There are a few, and only a few, examples of presidential candidates seemingly coming out of nowhere to upset all calculations and defeat rivals with more conventional assets. The fact that one of these examples occurred very recently could make the odds of it happening again soon seem more likely than it really is.

In 2016, Trump seemed to be playing chess while his many rivals were playing checkers. As his competitors battled one another for the chance to get a one-on-one encounter with the lightly regarded real-estate mogul and TV celebrity, Trump drew voters who viewed him as attractive precisely because he broke all the rules and defied the “elites” in both parties. Most Republican opinion leaders, and most definitely the nation’s media, thought Trump’s television and tabloid fame was a handicap rather than an asset: Didn’t voters realize he was a buffoon? They didn’t, or they did and gloried in his excesses, taking him “seriously but not literally” even as rivals and other “experts” waited for his candidacy to implode.

Something almost as shocking happened in the Democratic presidential-nominating contest 40 years earlier, as an obscure one-term southern governor who wasn’t even terribly popular in his home state won the prize through a combination of mastery of the nominating process (he was the first major candidate to understand the potential value of Iowa), regional appeal (he vanquished the much-feared racist demagogue George Wallace, then won over most of Wallace’s supporters in a mind-bending coalition with civil-rights activists), and exploitation of anti–Washington, D.C., sentiment in the days after Watergate. Jimmy Carter’s 1976 nomination was every bit as unlikely as Trump’s precisely because the peanut farmer had none of Trump’s celebrity.

Examining the potential 2024 Republican field, it’s hard to discern anyone who is planning the kind of campaign that might successfully overturn the conventional wisdom and make us rethink our understanding of the GOP or the nominating process. To this point, all the candidates (other than Trump) appear to be promoting some variation on an amalgam of traditional conservatism and MAGA populism. And while Democrats are experimenting this year with modifications of the primary calendar, Republicans appear determined to stand pat. The only Republican aspirant who appears to be running with an unorthodox strategy is, oddly enough, the front-runner, as Trump tries to replay the tapes of his 2016 campaign.

A brokered nomination.

Some 2024 Republican presidential candidates may be gambling that the field will be so large and destabilizing that no one will lock down the nomination in the primaries, leading to the pundit’s eternal delight: a brokered convention. These have happened in the past, quite obviously, though not since 1972, when state primaries and caucuses universally took hold to give voters, rather than elected officials, the whip hand in choosing presidential nominees.

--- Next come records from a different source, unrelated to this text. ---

PR #104, opened 2022-01-27
controller/reclaimspacejob: skip making node req if nodeID is empty

Rakshith-R:
Node reclaimspace request should not be made
when nodeID is empty indicating the pvc is
not mounted to any pod and no volumeattachment
object for that PVC was found.

### DIFF
--- a/controllers/reclaimspacejob_controller.go
+++ b/controllers/reclaimspacejob_controller.go
@@ -173,6 +173,13 @@ type targetDetails struct {
 	nodeID     string
 }
 
+// canNodeReclaimSpace returns true if nodeID is not empty,
+// indicating volume is mounted to a pod and node reclaimspace
+// request can be sent.
+func (td *targetDetails) canNodeReclaimSpace() bool {
+	return td.nodeID != ""
+}
+
 // reconcile performs time based validation, fetches required details and makes
 // grpc request for controller and node reclaim space operation.
 func (r *ReclaimSpaceJobReconciler) reconcile(
@@ -211,15 +218,22 @@ func (r *ReclaimSpaceJobReconciler) reconcile(
 		return err
 	}
 
-	nodeFound, nodeReclaimedSpace, err := r.nodeReclaimSpace(ctx, logger, target)
-	if err != nil {
-		logger.Error(err, "Failed to make node request")
-		setFailedCondition(
-			&rsJob.Status.Conditions,
-			fmt.Sprintf("Failed to make node request: %v", util.GetErrorMessage(err)),
-			rsJob.Generation)
+	var (
+		nodeFound          = false
+		nodeReclaimedSpace *int64
+	)
+	if target.canNodeReclaimSpace() {
+		nodeFound = true
+		nodeReclaimedSpace, err = r.nodeReclaimSpace(ctx, logger, target)
+		if err != nil {
+			logger.Error(err, "Failed to make node request")
+			setFailedCondition(
+				&rsJob.Status.Conditions,
+				fmt.Sprintf("Failed to make node request: %v", util.GetErrorMessage(err)),
+				rsJob.Generation)
 
-		return err
+			return err
+		}
 	}
 
 	controllerFound, controllerReclaimedSpace, err := r.controllerReclaimSpace(ctx, logger, target)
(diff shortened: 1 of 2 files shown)


Madhu-1:
@Rakshith-R can you please provide more tails when the node  ID will be empty?

controllers/reclaimspacejob_controller.go
```diff
@@ -376,6 +376,11 @@ func (r *ReclaimSpaceJobReconciler) nodeReclaimSpace(
 	ctx context.Context,
 	logger *logr.Logger,
 	target *targetDetails) (bool, *int64, error) {
+	if target.nodeID == "" {
```
nixpanic, line 379: it is cleaner to skip calling this function altogether. do the check where `nodeReclaimSpace()` is called?

Madhu-1: is this means VA object is created but no NodeID is added to it?  explaining in what case it can happen will be helpful.

Rakshith-R:
> 


> @Rakshith-R can you please provide more tails when the node ID will be empty?

When pvc is  not mounted to any pod, no volumeattachments will be found, hence nodeID will be empty

controllers/reclaimspacejob_controller.go
nixpanic: maybe add a helper `func (td *targetDetails) canNodeReclaimSpace() bool {}` so that the check for `target.nodeID` does not need to be placed in the execution flow of `reconcile()`. You might be able to drop the 1st return value from `nodeReclaimSpace()` that way too?

Rakshith-R: > is this means VA object is created but no NodeID is added to it? explaining in what case it can happen will be helpful.

It means no VA object exists for that pvc, I'll add comments




> maybe add a helper `func (td *targetDetails) canNodeReclaimSpace() bool {}` so that the check for `target.nodeID` does not need to be placed in the execution flow of `reconcile()`. You might be able to drop the 1st return value from `nodeReclaimSpace()` that way too?

okay :+1:

controllers/reclaimspacejob_controller.go
```diff
@@ -369,20 +387,19 @@ func (r *ReclaimSpaceJobReconciler) controllerReclaimSpace(
...
+	target *targetDetails) (*int64, error) {
 	clientName, nodeClient := r.getRSClientWithCap(
 		target.driverName,
 		target.nodeID,
 		identity.Capability_ReclaimSpace_ONLINE)
 	if nodeClient == nil {
-		logger.Info("Node Client not found")
-		return false, nil, nil
+		err := fmt.Errorf("Node Client not found")
+		return nil, err
```
Madhu-1, line 402:
``` suggestion
return nil, errors.New("Node Client not found")
```

controllers/reclaimspacejob_controller_test.go
```diff
@@ -176,3 +176,42 @@ func TestCalculateReclaimedSpace(t *testing.T) {
 		})
 	}
 }
+
+func Test_targetDetails_canNodeReclaimSpace(t *testing.T) {
```
Madhu-1, line 180:
```suggestion
TestcanNodeReclaimSpace
```

controllers/reclaimspacejob_controller_test.go
```diff
@@ -176,3 +176,42 @@ func TestCalculateReclaimedSpace(t *testing.T) {
...
+	type fields struct {
+		driverName string
+		pvName     string
```
Madhu-1, line 183: pv name and drivername are not required?

Rakshith-R: > pv name and drivername are not required?

optional, added them now to keep it consistent in the tests.

controllers/reclaimspacejob_controller.go
```diff
@@ -369,20 +387,18 @@ func (r *ReclaimSpaceJobReconciler) controllerReclaimSpace(
...
-	target *targetDetails) (bool, *int64, error) {
+	target *targetDetails) (*int64, error) {
 	clientName, nodeClient := r.getRSClientWithCap(
 		target.driverName,
 		target.nodeID,
 		identity.Capability_ReclaimSpace_ONLINE)
 	if nodeClient == nil {
-		logger.Info("Node Client not found")
-		return false, nil, nil
+		return nil, errors.New("Node Client not found")
```
Madhu-1, line 401: Error should not start with capital letters

Madhu-1 (approved):

Madhu-1 (approved):

nixpanic (commented):
just a few nits for your consideration

controllers/reclaimspacejob_controller.go
```diff
@@ -211,15 +218,26 @@ func (r *ReclaimSpaceJobReconciler) reconcile(
...
-
-		return err
+	var (
+		nodeFound          = false
+		nodeReclaimedSpace *int64
+	)
+	// PVC may not be mounted to a pod and volumeattachment for PVC
+	// may not be found due to which nodeID will be empty.
+	// Make node reclaimspace request only if
+	// nodeID is not empty.
```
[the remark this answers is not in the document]
Rakshith-R: > the comment is not really needed to be this verbose. Only the comment for the function should explain about `nodeID`, the check may change in the future.

I agree. The function comment should be sufficient.

controllers/reclaimspacejob_controller_test.go
```diff
@@ -176,3 +176,46 @@ func TestCalculateReclaimedSpace(t *testing.T) {
...
+	}
+	tests := []struct {
+		name   string
+		fields fields
+		want   bool
+	}{
+		{
+			name: "empty nodeID",
+			fields: fields{
+				driverName: "example.csi.com",
```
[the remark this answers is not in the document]
Rakshith-R: > csi.com exists, use `csi.example.com` instead

done

controllers/reclaimspacejob_controller_test.go
```diff
@@ -176,3 +176,46 @@ func TestCalculateReclaimedSpace(t *testing.T) {
 		})
 	}
 }
+
+func TestCanNodeReclaimSpace(t *testing.T) {
+	type fields struct {
```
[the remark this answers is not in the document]
Rakshith-R: > why introduce `fields`? just use `targetDetails` in the `tests` struct

auto generated test, It uses targetDetails directly now.

Madhu-1 (approved):

yati1998 (commented):
LGTM now.

nixpanic (approved):

PR #475, opened 2022-05-19
fix: replace yup-phone with custom validation in MPs

AndyEPhipps:
As per discussions [here](https://github.com/comicrelief/comicrelief-contentful/pull/1102), yup-phone isn't fit for purpose

### DIFF
--- a/src/components/Organisms/MarketingPreferencesDS/_MarketingPrefsConfig.js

Back in the days when national political conventions often opened with multiple viable candidates (including “favorite sons” who were sometimes stalking horses for power brokers but sometimes serious candidates), lots of unpledged delegates, and plenty of intrigue, deadlocked conventions could and did happen (particularly among Democrats, who required two-thirds of the delegates for a presidential nomination prior to 1936). Most famously, in 1920, a “smoke-filled room” of Republican leaders in Chicago gave America the tainted gift of President Warren G. Harding, a pure compromise candidate. Four years after that, Democrats in New York exhausted themselves over 103 ballots before nominating an obscure ambassador named John W. Davis. As recently as 1940, the galleries (egged on by a media campaign) stampeded Republican delegates into nominating a utility executive named Wendell Willkie.

Maybe one of the less imposing 2024 Republican candidates has had a mystical vision of something like a draft or a grand compromise happening again. But, more likely, all but a couple of them will soon join the ranks of politicians who, one morning, saw a president of the United States in the bathroom mirror and just had to give it a try. An impulse and sheer ego can sustain a delusion for a very long time.